On the rate of convergence to the asymptotic cone for nilpotent groups and subFinsler geometry

TL;DR

This paper investigates the rate at which finitely generated nilpotent groups with word metrics converge to their asymptotic cones, establishing a lower bound on the convergence rate and deriving volume error estimates.

Contribution

It provides a quantitative rate of convergence in Gromov-Hausdorff metric for nilpotent groups, addressing Gromov's question and highlighting the impact of abnormal geodesics.

Findings

Convergence rate cannot be better than n^{1/2} for non-abelian nilpotent groups.

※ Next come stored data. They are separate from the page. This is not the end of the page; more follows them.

PR #508, opened 2015-08-12
[WIP] Offset manager tests

aaronkavlie-wf:
This PR adds tests for the offset manager in PR #461.
The majority of the code now has coverage.

Notes
--------

- I was unable to reach the `bom.updateSubscriptions` loop in the `brokerOffsetManager.abort()` method; pointers for that would be appreciated.

- The tests use a pretty simple setup; adding a second partition offset manager (in an attempt to reach the code in the previous point) led to a a broker unreference/refresh and a need for more mock responses that I didn't get to.

- After spending a while with it, the code is still somewhat difficult to reason about, due to a lot of channels and resultant side effects. Also, 3 different objects whose responsibilities are not totally clear.

@eapache @wvanbergen @horkhe

### DIFF
--- a/offset_manager_test.go
+++ b/offset_manager_test.go
@@ -209,6 +209,7 @@ func TestSetOffset(t *testing.T) {
 func TestCommitErr(t *testing.T) {
 	pom := initPOM(t)
 
+	// Error on one partition
 	ocResponse := new(OffsetCommitResponse)
 	ocResponse.AddError("my_topic", 0, ErrOffsetOutOfRange)
 	ocResponse.AddError("my_topic", 1, ErrNoError)
@@ -223,9 +224,45 @@ func TestCommitErr(t *testing.T) {
 		CoordinatorPort: newCoordinator.Port(),
 	})
 
+	// Nothing in response.Errors at all
 	ocResponse2 := new(OffsetCommitResponse)
-	ocResponse2.AddError("my_topic", 0, ErrNoError)
 	newCoordinator.Returns(ocResponse2)
+
+	// For RefreshCoordinator()
+	broker.Returns(&ConsumerMetadataResponse{
+		CoordinatorID:   newCoordinator.BrokerID(),
+		CoordinatorHost: "127.0.0.1",
+		CoordinatorPort: newCoordinator.Port(),
+	})
+
+	// Error on the wrong partition for this pom
+	ocResponse3 := new(OffsetCommitResponse)
+	ocResponse3.AddError("my_topic", 1, ErrNoError)
+	newCoordinator.Returns(ocResponse3)
+
+	// For RefreshCoordinator()
+	broker.Returns(&ConsumerMetadataResponse{
+		CoordinatorID:   newCoordinator.BrokerID(),
+		CoordinatorHost: "127.0.0.1",
+		CoordinatorPort: newCoordinator.Port(),
+	})
+
+	// ErrUnknownTopicOrPartition/ErrNotLeaderForPartition/ErrLeaderNotAvailable block
+	ocResponse4 := new(OffsetCommitResponse)
+	ocResponse4.AddError("my_topic", 0, ErrUnknownTopicOrPartition)
+	newCoordinator.Returns(ocResponse4)
+
+	// For RefreshCoordinator()
+	broker.Returns(&ConsumerMetadataResponse{
+		CoordinatorID:   newCoordinator.BrokerID(),
+		CoordinatorHost: "127.0.0.1",
+		CoordinatorPort: newCoordinator.Port(),
+	})
+
+	// Normal error response
+	ocResponse5 := new(OffsetCommitResponse)
+	ocResponse5.AddError("my_topic", 0, ErrNoError)
+	newCoordinator.Returns(ocResponse5)
 
 	pom.SetOffset(100, "modified_meta")
 
--- a/offset_manager_test.go
+++ b/offset_manager_test.go
@@ -1,0 +1,132 @@
+package sarama
+
+import (
+	"testing"
+	"time"
+)
+
+var (
+	broker, coordinator *mockBroker
+	testClient          Client
+)
+
+func TestNewOffsetManager(t *testing.T) {
+	seedBroker := newMockBroker(t, 1)
+	seedBroker.Returns(new(MetadataResponse))
+
+	testClient, err := NewClient([]string{seedBroker.Addr()}, nil)
+	if err != nil {
+		t.Fatal(err)
+	}
+
+	_, err = NewOffsetManagerFromClient("grouop", testClient)
+	if err != nil {
+		t.Error(err)
+	}
+
+	testClient.Close()
+
+	_, err = NewOffsetManagerFromClient("group", testClient)
+	if err != ErrClosedClient {
+		t.Errorf("Error expected for closed client; actual value: %v", err)
+	}
+
+	seedBroker.Close()
+}
+
+func initPOM(t *testing.T) PartitionOffsetManager {
+	config := NewConfig()
+	config.Metadata.Retry.Max = 0
+	config.Consumer.Offsets.CommitInterval = 1 * time.Millisecond
+
+	broker = newMockBroker(t, 1)
+	coordinator = newMockBroker(t, 2)
+
+	seedMeta := new(MetadataResponse)
+	seedMeta.AddBroker(coordinator.Addr(), coordinator.BrokerID())
+	// seedMeta.AddTopicPartition("my_topic", 0, 1, []int32{}, []int32{}, ErrNoError)
+	broker.Returns(seedMeta)
+
+	var err error
+	testClient, err = NewClient([]string{broker.Addr()}, config)
+	if err != nil {
+		t.Fatal(err)
+	}
+
+	broker.Returns(&ConsumerMetadataResponse{
+		CoordinatorID:   coordinator.BrokerID(),
+		CoordinatorHost: "127.0.0.1",
+		CoordinatorPort: coordinator.Port(),
+	})
+
+	fetchResponse := new(OffsetFetchResponse)
+	fetchResponse.AddBlock("my_topic", 0, &OffsetFetchResponseBlock{
+		Err:      ErrNoError,
+		Offset:   5,
+		Metadata: "test_meta",
+	})
+	coordinator.Returns(fetchResponse)
+
+	om, err := NewOffsetManagerFromClient("group", testClient)
+	if err != nil {
+		t.Fatal(err)
+	}
+
+	pom, err := om.ManagePartition("my_topic", 0)
+	if err != nil {
+		t.Fatal(err)
+	}
+	return pom
+}
+
+func TestOffset(t *testing.T) {
+	pom := initPOM(t)
+	offset, meta := pom.Offset()
+	if offset != 5 {
+		t.Errorf("Expected offset 5. Actual: %v", offset)
+	}
+	if meta != "test_meta" {
+		t.Errorf("Expected metadata \"test_meta\". Actual: %q", meta)
+	}
+
+	pom.Close()
+	testClient.Close()
+	broker.Close()
+	coordinator.Close()
+}
+
+func TestSetOffset(t *testing.T) {
+	pom := initPOM(t)
+
+	ocResponse := new(OffsetCommitResponse)
+	ocResponse.AddError("my_topic", 0, ErrNoError)
+	coordinator.Returns(ocResponse)
+
+	pom.SetOffset(100, "modified_meta")
+	offset, meta := pom.Offset()
+
+	if offset != 100 {
+		t.Errorf("Expected offset 100. Actual: %v", offset)
+	}
+	if meta != "modified_meta" {
+		t.Errorf("Expected metadata \"modified_meta\". Actual: %q", meta)
+	}
+
+	pom.Close()
+	testClient.Close()
+	broker.Close()
+	coordinator.Close()
+}
+
+func TestCloseErrors(t *testing.T) {
+	pom := initPOM(t)
+	// pom.errors = "foo"
+	err := pom.Close()
+	if err != nil {
+		t.Error(err)
+	}
+
+	testClient.Close()
+	broker.Close()
+	coordinator.Close()
+}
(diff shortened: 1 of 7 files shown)


aaronkavlie-wf:
Latest commit includes a small bug fix in `offset_manager.go`

aaronkavlie-wf:
@eapache this is worth a look now; most of the code is covered. Feedback appreciated.

wvanbergen:
You forgot to handle some errors:

```
1.59s$ make errcheck
errcheck github.com/Shopify/sarama/...
github.com/Shopify/sarama/offset_manager_test.go:81:18	testClient.Close()
github.com/Shopify/sarama/offset_manager_test.go:130:11	pom.Close()
github.com/Shopify/sarama/offset_manager_test.go:131:18	testClient.Close()
github.com/Shopify/sarama/offset_manager_test.go:166:11	pom.Close()
github.com/Shopify/sarama/offset_manager_test.go:167:18	testClient.Close()
github.com/Shopify/sarama/offset_manager_test.go:180:11	pom.Close()
github.com/Shopify/sarama/offset_manager_test.go:183:18	testClient.Close()
github.com/Shopify/sarama/offset_manager_test.go:203:11	pom.Close()
github.com/Shopify/sarama/offset_manager_test.go:204:18	testClient.Close()
github.com/Shopify/sarama/offset_manager_test.go:277:18	testClient.Close()
github.com/Shopify/sarama/offset_manager_test.go:302:11	pom.Close()
github.com/Shopify/sarama/offset_manager_test.go:304:18	testClient.Close()
make: *** [errcheck] Error 1
```

We use errcheck to enforce that every error return value is handled (or at least explicitly ignored)

offset_manager_test.go
```diff
@@ -0,0 +1,305 @@
...
+	"time"
+)
+
+var (
+	broker, coordinator *mockBroker
+	testClient          Client
+	config              *Config
+)
+
+func initOM(t *testing.T) OffsetManager {
```
wvanbergen: I'd prefer to not use abbreviations for function names, so `initOffsetManager`

offset_manager_test.go
```diff
@@ -0,0 +1,305 @@
...
+
+	om, err := NewOffsetManagerFromClient("group", testClient)
+	if err != nil {
+		t.Fatal(err)
+	}
+
+	return om
+}
+
+func initPOM(t *testing.T) PartitionOffsetManager {
```
wvanbergen: `initPartitionOffsetManager`

offset_manager_test.go
```diff
@@ -0,0 +1,305 @@
...
+import (
+	"testing"
+	"time"
+)
+
+var (
+	broker, coordinator *mockBroker
+	testClient          Client
+	config              *Config
+)
```
wvanbergen: @eapache Do we usually have shared state like this for tests? Or do we always keep all state contained inside the test function? Not sure what to think about this.

eapache: I would prefer to avoid globals on principle. the init functions can just return the additional values

offset_manager_test.go
```diff
@@ -0,0 +1,305 @@
...
+	}
+
+	broker.Close()
+	coordinator.Close()
+	newCoordinator.Close()
+	pom.Close()
+	testClient.Close()
+
+	// Wait to see what the brokerOffsetManager does
+	time.Sleep(500 * time.Millisecond)
```
wvanbergen: What are we waiting on here?

offset_manager_test.go
```diff
@@ -0,0 +1,305 @@
...
+	responseBlock2 := responseBlock
+	responseBlock2.Err = ErrNoError
+	fetchResponse2.AddBlock("my_topic", 0, &responseBlock2)
+	newCoordinator.Returns(fetchResponse2)
+
+	pom, err := om.ManagePartition("my_topic", 0)
+	if err != nil {
+		t.Error(err)
+	}
+
```
wvanbergen: Maybe we should check whether `pom.Offset()` has the expected value here.

offset_manager_test.go
```diff
@@ -0,0 +1,305 @@
...
+	pom.SetOffset(100, "modified_meta")
+	offset, meta := pom.Offset()
+
+	if offset != 100 {
+		t.Errorf("Expected offset 100. Actual: %v", offset)
+	}
+	if meta != "modified_meta" {
+		t.Errorf("Expected metadata \"modified_meta\". Actual: %q", meta)
+	}
```
wvanbergen: Do we need to test whether we end up doing a CommitOffset requests at some point?

wvanbergen: Never mind; this is tested in the next test.

offset_manager_test.go
```diff
@@ -0,0 +1,305 @@
...
+
+	broker.Close()
+	coordinator.Close()
+	newCoordinator.Close()
+	testClient.Close()
+}
+
+// Test of recovery from abort
+func TestBOMAbort(t *testing.T) {
```
wvanbergen: `TestAbortPartitionOffsetManager`

offset_manager_test.go
```diff
@@ -0,0 +1,305 @@
...
+		t.Error(err)
+	}
+
+	broker.Close()
+	coordinator.Close()
+	pom.Close()
+	testClient.Close()
+}
+
+func TestOffset(t *testing.T) {
```
wvanbergen: `TestPartitionOffsetManagerOffset`

offset_manager_test.go
```diff
@@ -0,0 +1,305 @@
...
+		t.Errorf("Expected metadata \"test_meta\". Actual: %q", meta)
+	}
+
+	pom.Close()
+	broker.Close()
+	coordinator.Close()
+	testClient.Close()
+}
+
+func TestSetOffset(t *testing.T) {
```
wvanbergen: `TestPartitionOffsetManagerSetOffset`

offset_manager_test.go
```diff
@@ -0,0 +1,305 @@
...
+	if err != ErrClosedClient {
+		t.Errorf("Error expected for closed client; actual value: %v", err)
+	}
+
+	seedBroker.Close()
+}
+
+// Test recovery from ErrNotCoordinatorForConsumer
+// on first fetchInitialOffset call
+func TestFetchInitialFail(t *testing.T) {
```
wvanbergen: `TestOffsetManagerOffsetInitialFetchFail`

wvanbergen:
A couple of questions and naming nitpicks, but this looks good. Thanks for helping on with this!

offset_manager_test.go
aaronkavlie-wf: Thanks for pointing this out, it was for debugging of an infinite loop as I hadn't closed the pom.

aaronkavlie-wf:
The latest batch of commits addresses all the naming comments and removes the `time.Sleep()` call.

offset_manager_test.go
aaronkavlie-wf: The only reason I can remember that I went this route was to simplify return values for those init functions. Shouldn't be too difficult to fix...

wvanbergen:
Green CI :green_heart:. I am happy once the globals are done.

offset_manager_test.go
```diff
@@ -0,0 +1,302 @@
...
+		t.Errorf("Expected metadata \"modified_meta\". Actual: %q", meta)
+	}
+
+	safeClose(t, pom)
+	safeClose(t, testClient)
+	broker.Close()
+	coordinator.Close()
+}
+
+func TestCommitErr(t *testing.T) {
```
wvanbergen: Forgot this one: `TestPartitionOffsetManagerCommitError`

offset_manager_test.go
```diff
@@ -0,0 +1,302 @@
...
+
+	broker.Close()
+	coordinator.Close()
+	newCoordinator.Close()
+	safeClose(t, pom)
+	safeClose(t, testClient)
+}
+
+// Test fetchInitialOffset retry on ErrOffsetsLoadInProgress
+func TestFetchInitialInProgress(t *testing.T) {
```
wvanbergen: `TestOffsetManagerFetchInitialLoadInProgress`

offset_manager_test.go
```diff
@@ -0,0 +1,302 @@
...
+// on first fetchInitialOffset call
+func TestOffsetManagerFetchInitialFail(t *testing.T) {
+	om := initOffsetManager(t)
+
+	// Error on first fetchInitialOffset call
+	responseBlock := OffsetFetchResponseBlock{
+		Err:      ErrNotCoordinatorForConsumer,
+		Offset:   5,
+		Metadata: "test_meta",
+	}
```
wvanbergen: Maybe we should verify that the Offset and Metadata values are ignored for an error response, i.e.  `Offset()` will not return 5 after this.

wvanbergen:
The reason I want the long test function names is that it allows you to do `go test -run OffsetManagaer` to run all tests related to the offset manager.

aaronkavlie-wf:
Pushed up another commit to get rid of globals.

4 return values isn't pretty; I guess the only way out of that, though, would be to define a struct or two.

wvanbergen:
You can always create a `testState` struct or something along those lines if you don't want to return 4 separate values.

aaronkavlie-wf:
> The reason I want the long test function names is that it allows you to do go test -run OffsetManager to run all tests related to the offset manager.

Yeah, I wanted to do that during testing. I wish you could target a specific file without worrying about test names.

offset_manager_test.go
aaronkavlie-wf: In the test code? Sarama retries automatically on error so it appears there's no way to call a `pom.Offset()` if you get an error.

wvanbergen: ah true - didn't think of that.

wvanbergen:
I think I am happy with this now :+1: @eapache final comments?

offset_manager_test.go
```diff
@@ -0,0 +1,300 @@
...
+	broker.Returns(seedMeta)
+
+	var err error
+	testClient, err = NewClient([]string{broker.Addr()}, config)
+	if err != nil {
+		t.Fatal(err)
+	}
+
+	broker.Returns(&ConsumerMetadataResponse{
+		CoordinatorID:   coordinator.BrokerID(),
```
eapache: you should just be able to set `Coordinator: coordinator` and it will pick up the ID/Host/Port automatically

offset_manager_test.go
```diff
@@ -0,0 +1,300 @@
...
+
+	om, err = NewOffsetManagerFromClient("group", testClient)
+	if err != nil {
+		t.Fatal(err)
+	}
+
+	return om, testClient, broker, coordinator
+}
+
+func initPartitionOffsetManager(t *testing.T) (pom PartitionOffsetManager,
```
eapache: I'd rather this function take the offset manager as an argument (so callers would have to call `initOffsetManager` themselves first) so that all methods have access to the root manager. This will make it much easier if/when we add manager-level methods like a global `Close`

offset_manager_test.go
```diff
@@ -0,0 +1,300 @@
...
+	ocResponse := new(OffsetCommitResponse)
+	ocResponse.AddError("my_topic", 0, ErrOffsetOutOfRange)
+	ocResponse.AddError("my_topic", 1, ErrNoError)
+	coordinator.Returns(ocResponse)
+
+	newCoordinator := newMockBroker(t, 3)
+
+	// For RefreshCoordinator()
+	broker.Returns(&ConsumerMetadataResponse{
+		CoordinatorID:   newCoordinator.BrokerID(),
```
eapache: for all of these `ConsumerMetadataResponse`s you should just be able to set the `Coordinator` field and nothing else

eapache:
A few minor points, but generally :+1:. Please squash away all the intermediate commits, and rebase on the branch to make sure my recent changes haven't introduced any bugs :)

offset_manager_test.go
aaronkavlie-wf: Tried that, I get this:

```
cannot use coordinator (type *mockBroker) as type *Broker in field value
```

nor does type assertion (`coordinator.(*Broker)`) fix it.

aaronkavlie-wf:
@eapache 

> Please squash away all the intermediate commits

squash everything here to a single commit?

offset_manager_test.go
eapache: oh right, mockBroker != Broker... nevermind then

eapache:
> squash everything here to a single commit?

It doesn't have to be a single commit, but 21 is way too many. However many makes sense for each commit to be its own self-contained and consistent step.

aaronkavlie-wf:
I rebased and squashed some of my commits.

I mistakenly rebased on master, then rebased again on the offset-manager branch. Still includes master stuff (rebasing the offset-manager branch ought to clean that out).

It's down to 9 commits from this branch, is that reasonable?

There is a CI failure; I'm not able to reproduce locally.

wvanbergen:
CI seems to be a flaky test; I restarted it.

eapache:
I've rebased the offset-manager branch, you should be able to rebase again to get rid of all the extra commits.

aaronkavlie-wf:
Rebased; it still includes a bunch of your commits in this PR for some reason.

eapache:
Ya, something was weird. I ended up manually grabbing both branches locally, doing all the rebase/resolution here, and then pushing the resulting commits up to the existing `offset-manager` branch.

So this has, in effect, been merged, even though github is still confused. Thanks!

aaronkavlie-wf:
:+1: thanks!

myusuf3:
Any docs on how this is supposed to work! We are looking to not to have to deal with tracking offset anymore.

wvanbergen:
Godoc documentation: https://godoc.org/github.com/Shopify/sarama#OffsetManager

This is a building block that stores offsets in Kafka, but doesn't automatically deal with offsets for you. You still have to use this API yourself in your consumer implementation. Example: https://github.com/wvanbergen/kafka/pull/72

myusuf3:
Yeah do using the `OffsetManager` to get where we are at for each topic and feedback into consumer is what I am looking for! Are you guys working toward automatic handling of offset? in that branch you linked?

wvanbergen:
Yeah, the idea of that branch is that it deals with offsets for you, but it requires Zookeeper to manage state of the instances. Because of this it's not in sarama itself.

myusuf3:
Awesome! I am going to starting using new offset stuff today! Thanks guys!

Derived an error term for volume of Cayley balls: O(n^{d-2/(3r)}).

Established a lower bound on convergence rate related to abnormal geodesics.

Abstract

Addressing a question of Gromov, we give a rate in Pansu's theorem about the convergence in Gromov-Hausdorff metric of a finitely generated nilpotent group equipped with a left-invariant word metric scaled by a factor 1/n towards its asymptotic cone. We show that due to the possible presence of abnormal geodesics in the asymptotic cone, this rate cannot be better than n^{1/2} for general non-abelian nilpotent groups. As a corollary we also get an error term of the form vol(B(n))=cn^d + O(n^{d-2/(3r)}) for the volume of Cayley balls of a nilpotent group with nilpotency class r. We also state a number of related conjectural statements.